The loss or inactivation of RB1 function results in a significant 1.62-fold increase in the mortality rates in patients with osteosarcoma compared with those in patients without this gene aberratios [21]. Osteosarcoma is characterised by its high potential to metastise to the lungs or other bones [31]. Mutations of the RB1 gene result in its dissociation from E2F and subsequent transcription of multiple genes involved in cell cycle progression lead to malignant transformation and the progression of osteosarcoma [32]. Metastatic osteosarcoma is typically difficult to control and known to indicate poor prognosis [33].
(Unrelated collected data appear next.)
Issue #1245, opened 2022-05-05
Feature Request: Add TLSTrustCertsFilePath option to Pulsar input and output


bemoore34:
**Request**: Add the Pulsar Client option to provide a CA certificate for trusting internally signed certificates.

I apologise if there is another way to support this in Benthos, but I couldn't find one.

When using TLS encrypted Broker connections ("pulsar+ssl://<URL/IP>:6651") the Pulsar client requires the signing CA's Cert in order to trust self-signed certificates. Without this, the client returns: `error="x509: certificate signed by unknown authority"`

Support for providing a CA cert can be added with the `TLSTrustCertsFilePath` option. This could be added to the pulsar.ClientOptions in the Pulsar input/output Connect methods along with the appropriate updates to the pulsarReader/Writer struct and config parsing:
```
opts := pulsar.ClientOptions{
		Logger:                 createDefaultLogger(p.log),
		ConnectionTimeout:      time.Second * 3,
		URL:               	p.url,
		TLSTrustCertsFilePath:  p.caCert
	}
```
Reference: https://pulsar.apache.org/docs/en/client-libraries-go/#tls-encryption-and-authentication

mihaitodor:
Hey @bemoore34, indeed, we are not setting that option in the input and output [here](https://github.com/benthosdev/benthos/tree/main/internal/impl/pulsar). Should be a straightforward addition. I think Ash will be happy to accept a PR if you'd like to contribute.

bemoore34:
@mihaitodor, that sounds good, I would be happy to contribute. I'll try to do that in the next couple days.

PR #1251, opened 2022-05-09
Pulsar updates

bemoore34:
Reference issue #1245.

Added the ability to configure a custom CA certificate to trust internally-signed server certificates when using TLS encryption on the broker service. Added the Pulsar GO Client's TLSTrustCertsFilePath property to the pulsar input and output files. This is useful when you are not using a trusted, public CA signed certificate for the service.

Successfully tested both the input and outputs with a Pulsar broker using TLS and not using TLS. Please let me know if you have any questions. Thanks, Brad.


Jeffail:
Hey @bemoore34 looks great, eventually it would be good to have proper support for a go `*tls.Config` but I imagine for now we're blocked by the client library.

One thing that would be good to change is to rename the field to [`tls.root_cas_file`](https://www.benthos.dev/docs/components/inputs/amqp_0_9#tlsroot_cas_file) just so that if they expand support later we can switch to the standard benthos tls config.

Jeffail:
Awesome, thanks @bemoore34!

PR #1256, opened 2022-05-11
Adding logging to file base on a "file_path" property

piclemx:
- Adding sending logs to a file
- Adding `lumberjack` to rotate logs


Jeffail:
Hey @piclemx, looks good but I think it might be worth expanding the config with a namespace and more fields before we release this, maybe something like this:

```yaml
logger:
  level: INFO
  file:
    path: ./foo/benthos.log
    rotate: true
    rotate_max_age: 1d
```

piclemx:
> Hey @piclemx, looks good but I think it might be worth expanding the config with a namespace and more fields before we release this, maybe something like this:
> 
> ```yaml
> logger:
>   level: INFO
>   file:
>     path: ./foo/benthos.log
>     rotate: true
>     rotate_max_age: 1d
> ```

I think the same as you. I was waiting on your feedback for that. I will try to get something today for that.

Jeffail:
Thanks @piclemx I'll take care of the rest on my end, I'm going to rework the logger docs to be generated so we get the full config spec listed.

PR #1268, opened 2022-05-21
Allow multiple docs in stream file

dingxiangfei2009:
This PR propose a new way to handle stream files.

It is natural to have multiple streams specified in one stream YAML file. For instance, scripts could generate several stream descriptions that may look alike or fall into the same category of functionalities. A straightforward approach by these scripts is to group those stream configurations and bundle them into one YAML file, instead of individual YAML files.

This PR will enable support for multiple documents in a stream file. Stream IDs are assigned in a way such that a suffix of form `@<document index>` is appended to the major stream ID inferred from the path of a stream file.

### DIFF
--- a/internal/cli/service.go
+++ b/internal/cli/service.go
@@ -98,9 +98,9 @@ func initStreamsMode(
 	}
 	logger.Infoln("Launching benthos in streams mode, use CTRL+C to close.")
 
-	if err := confReader.SubscribeStreamChanges(func(id string, newStreamConf stream.Config) bool {
-		if err = streamMgr.Update(id, newStreamConf, time.Second*30); err != nil && errors.Is(err, strmmgr.ErrStreamDoesNotExist) {
-			err = streamMgr.Create(id, newStreamConf)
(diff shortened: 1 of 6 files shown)


dingxiangfei2009:
Hold up. I need to add those tests. :rofl:

dingxiangfei2009:
There are a few unresolved design details pending discussion. For instance, if a stream is updated with a multi-doc, should `benthos` yank the the original _single_ stream?

Jeffail:
Hey  @dingxiangfei2009 very cool. I think the least surprising outcome would likely be removing the single stream in favour of the new identified streams. Needs a bit of thought, maybe an experimental flag in the docs to outline that multidocs are subject to being reworked.

dingxiangfei2009:
Just in case, I am currently working on putting this behind an experimental flag.

Jeffail:
Hey @dingxiangfei2009 are you still interested in this PR? I think realistically before we could consider supporting this we'd need to have a clear answer around linting and config unit tests for these multi document files. It's quite a large undertaking as there's lots of moving parts.

PR #1271, opened 2022-05-23
Fix: typo in input socket description

ahamidi:
Typo in codec description.


Jeffail:
Thanks @ahamidi, well spotted 👁️, the codec docs are generated so the root of the typo is here: https://github.com/benthosdev/benthos/blob/main/internal/codec/reader.go#L24, then afterwards run `make docs` and it'll update all the codec blurbs.

Jeffail:
Thanks @ahamidi!

PR #1277, opened 2022-05-31
Faker bloblang method

### LINKED ISSUE #1273: Bloblang method to generate fake data using Faker
## Overview
[Faker](https://github.com/bxcodec/faker) is a Golang library to generate fake data based on a struct. We want to generate a bunch of randomized test data and send those messages to a Kafka topic for performance testing and we currently use a simple Go app using the faker library. We would like to switch to using a Benthos pipeline to generate this data, so having a bloblang function that could do this would be helpful.

## Example
```
let x = {"foo":"bar"}
root = $x.fake()
```

Doing the above would replace "bar" with a randomly generate string. If instead of "bar" it was an integer, it would generate a random int value for foo. 
A lot of Faker's functionality comes from using tags in the struct, so I am not sure how we could leverage that, but there is fair amount that can be done without tags. Here's an [example](https://github.com/bxcodec/faker/blob/master/example_without_tag_test.go) of what can be done with Faker without using tags.

nmbryant:
Closes #1273

Adds a bloblang method for generating fake data using the [Faker](https://github.com/bxcodec/faker) library.
Call `fake()` on a structured object and it will go through the object replacing any Faker function keys (ex: `email`, `date`) with the result from the corresponding Faker function. Currently only supports those 2 faker functions, but will add support for all the [available functions](https://github.com/bxcodec/faker/blob/master/example_single_fake_data_test.go) assuming this initial code looks good.

Tests are currently failing for this branch due to the example I have for the `faker` method since it uses randomly generated strings. Not sure what the best way to handle that is. Also, I still need to update the docs for the `fake()` method after the initial review.


nmbryant:
Moved the `fake` function and method to the `lang` package. Still need to add more details to documentation after initial review.

Also @mihaitodor suggested improving the tests by extending [`NewExampleSpec`](https://github.com/nmbryant/benthos/blob/2ed21a30bf31270af25811271f476e14fb41d6fa/internal/bloblang/query/docs.go#L12) and adding `WithInitFunc` where the necessary `Set*` function in faker can be called so that each call to the corresponding faker method will return the same thing. I plan on making that change assuming these initial changes look good and we want to go forward with this function and method.

nmbryant:
Removed the method and updated the function to support all the faker functions. I included all the faker functions that are available, though there are some that don't seem particularly helpful. Considered removing them, but figured it would be best to just support all that faker provides.
Also, only have a single test for the faker function right now validating email. Should I add tests for each faker function?

Jeffail:
> Should I add tests for each faker function?

I think it's fine to test just a couple of them. The docs are looking pretty huge, I think maybe it's worth reducing down to just a couple of examples and adding an exhaustive list of types to the description rather than an example for each one. As long as the description has a link to [faker](https://github.com/bxcodec/faker) then users can dig in as much as they need.

nmbryant:
Makes sense, updated the docs to only have a few examples along with a list of the available functions.

Jeffail:
@nmbryant this looks good to me, happy for merging or do you want to keep this draft for now?

Jeffail:
Ace, looks great, thanks @nmbryant!

PR #1280, opened 2022-06-03
Add option for idempotent Kafka producer for Kafka output

### LINKED ISSUE #1223: Enable configuration of Kafka idempotent producer in output
Kafka's idempotent producer ensures that only one copy of a record is written to the Kafka broker, even in the face of network failures. Sarama supports this feature.

I'm not sure how it's done in Sarama, but usually you just need to configure a `transactional.id`, which uniquely identifies distinct client instances across restarts.

abhishekamte:
Resolves #1223 

Add a boolean option to kafka output to use idempotent producer

### DIFF
--- a/internal/component/output/config_kafka.go
+++ b/internal/component/output/config_kafka.go
@@ -10,27 +10,28 @@ import (
 
 // KafkaConfig contains configuration fields for the Kafka output type.
 type KafkaConfig struct {
-	Addresses        []string    `json:"addresses" yaml:"addresses"`
-	ClientID         string      `json:"client_id" yaml:"client_id"`
-	RackID           string      `json:"rack_id" yaml:"rack_id"`
-	Key              string      `json:"key" yaml:"key"`
-	Partitioner      string      `json:"partitioner" yaml:"partitioner"`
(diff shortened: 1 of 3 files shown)


Jeffail:
Thanks @abhishekamte, I think the description as it currently stands is a bit misleading, the guarantee of exactly-once delivery is only with respect to a single producer instance within the client library itself. In practice the majority of duplicates would be introduced during server crashes and catastrophic network failures as the services recover, in which case this field wouldn't help at all. I'm not 100% familiar with sarama internals but I'm assuming this based off https://stackoverflow.com/a/67909822 and the fact that we're not populating a transaction ID from the input.

I'd be happier with a more muted description such as: "Enable idempotent writes, this eliminates the possibility of message duplicates being written to a topic after recovering from network failures. Set this to true only if ack_replicas is true and Kafka version is above 0.11.0."

rupurt:
@Jeffail this is fairly important especially considering the default is true since [Kafka 3.0](https://blogs.apache.org/kafka/entry/what-s-new-in-apache6).

@abhishekamte are you still around to make the changes? Or if not can I fork this PR and re-submit with the modifications requested by @Jeffail?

Because of the expanding number of registered Rb cases [28], the novel rare cases publication is very important to understand the molecular mechanism of this malignancy. To the best of our knowledge, this is the first report to detect this novel form of RB1mutation and synchronous MET gene mutation causing non-heritable bilateral retinoblastoma and consequential chondroblastic and osteoblastic osteosarcoma, the latter one developing pulmonary metastatses. Structural and functional prediction of the germline mutant proteins suggested an indirect parallel involvement in the pathogenesis of this uniqe series of retinoblastoma related neoplasias. The results of the 67 gene NGS panel clearly differentiated the histologically identified osteosarcoma types by two different sets of gene variants.